┌─ Extracted entries

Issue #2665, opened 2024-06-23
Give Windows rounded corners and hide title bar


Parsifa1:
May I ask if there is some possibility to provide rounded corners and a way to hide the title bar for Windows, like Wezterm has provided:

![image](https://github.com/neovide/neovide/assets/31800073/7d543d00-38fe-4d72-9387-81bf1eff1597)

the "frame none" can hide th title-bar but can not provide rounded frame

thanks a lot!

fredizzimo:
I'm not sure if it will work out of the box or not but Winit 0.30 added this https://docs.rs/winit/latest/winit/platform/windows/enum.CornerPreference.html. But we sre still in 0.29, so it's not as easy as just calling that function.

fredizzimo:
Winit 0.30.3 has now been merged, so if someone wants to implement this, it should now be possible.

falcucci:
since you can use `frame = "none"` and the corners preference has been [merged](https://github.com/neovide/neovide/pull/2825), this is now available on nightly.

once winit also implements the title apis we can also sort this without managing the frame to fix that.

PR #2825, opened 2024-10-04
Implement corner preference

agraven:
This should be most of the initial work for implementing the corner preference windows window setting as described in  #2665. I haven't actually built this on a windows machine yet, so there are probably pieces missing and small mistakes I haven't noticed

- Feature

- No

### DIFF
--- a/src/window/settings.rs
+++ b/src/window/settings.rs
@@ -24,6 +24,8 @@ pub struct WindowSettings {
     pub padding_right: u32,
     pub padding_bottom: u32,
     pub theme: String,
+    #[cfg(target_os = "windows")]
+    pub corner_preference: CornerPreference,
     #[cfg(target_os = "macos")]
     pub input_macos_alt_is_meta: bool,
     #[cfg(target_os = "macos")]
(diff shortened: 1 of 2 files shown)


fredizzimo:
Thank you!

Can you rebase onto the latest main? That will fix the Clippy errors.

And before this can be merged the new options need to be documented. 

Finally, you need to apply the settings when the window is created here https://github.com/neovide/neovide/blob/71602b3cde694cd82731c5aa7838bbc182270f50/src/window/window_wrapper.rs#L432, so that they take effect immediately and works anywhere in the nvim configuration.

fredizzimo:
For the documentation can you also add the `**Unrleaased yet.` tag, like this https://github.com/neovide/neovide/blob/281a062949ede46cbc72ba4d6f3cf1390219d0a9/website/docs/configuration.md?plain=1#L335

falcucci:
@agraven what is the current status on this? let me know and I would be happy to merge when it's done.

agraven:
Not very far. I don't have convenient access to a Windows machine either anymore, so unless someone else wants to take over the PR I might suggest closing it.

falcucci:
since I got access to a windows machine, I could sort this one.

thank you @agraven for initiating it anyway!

└─
┌─ Extracted entries

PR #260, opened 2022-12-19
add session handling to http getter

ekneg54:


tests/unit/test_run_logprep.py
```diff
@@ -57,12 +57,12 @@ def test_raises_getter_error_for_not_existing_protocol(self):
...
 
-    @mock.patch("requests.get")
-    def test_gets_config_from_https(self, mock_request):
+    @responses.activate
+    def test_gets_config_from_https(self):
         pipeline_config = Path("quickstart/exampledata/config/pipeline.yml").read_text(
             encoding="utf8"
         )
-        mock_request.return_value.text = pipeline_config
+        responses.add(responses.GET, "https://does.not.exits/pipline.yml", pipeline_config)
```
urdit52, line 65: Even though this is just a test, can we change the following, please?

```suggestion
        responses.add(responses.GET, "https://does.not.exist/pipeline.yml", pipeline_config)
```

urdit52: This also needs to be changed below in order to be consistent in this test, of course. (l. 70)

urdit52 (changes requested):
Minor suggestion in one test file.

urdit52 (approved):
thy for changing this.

└─

**Task description**
In the entries above, find the line holding "Issue #2665, opened 2024-06-23" and the line holding "-24,6 +24,8 @@"; print both of them and every line between, exactly, and nothing else.

**Exercise output**
Issue #2665, opened 2024-06-23
Give Windows rounded corners and hide title bar


Parsifa1:
May I ask if there is some possibility to provide rounded corners and a way to hide the title bar for Windows, like Wezterm has provided:

![image](https://github.com/neovide/neovide/assets/31800073/7d543d00-38fe-4d72-9387-81bf1eff1597)

the "frame none" can hide th title-bar but can not provide rounded frame

thanks a lot!

fredizzimo:
I'm not sure if it will work out of the box or not but Winit 0.30 added this https://docs.rs/winit/latest/winit/platform/windows/enum.CornerPreference.html. But we sre still in 0.29, so it's not as easy as just calling that function.

fredizzimo:
Winit 0.30.3 has now been merged, so if someone wants to implement this, it should now be possible.

falcucci:
since you can use `frame = "none"` and the corners preference has been [merged](https://github.com/neovide/neovide/pull/2825), this is now available on nightly.

once winit also implements the title apis we can also sort this without managing the frame to fix that.

PR #2825, opened 2024-10-04
Implement corner preference

agraven:
This should be most of the initial work for implementing the corner preference windows window setting as described in  #2665. I haven't actually built this on a windows machine yet, so there are probably pieces missing and small mistakes I haven't noticed

- Feature

- No

### DIFF
--- a/src/window/settings.rs
+++ b/src/window/settings.rs
@@ -24,6 +24,8 @@ pub struct WindowSettings {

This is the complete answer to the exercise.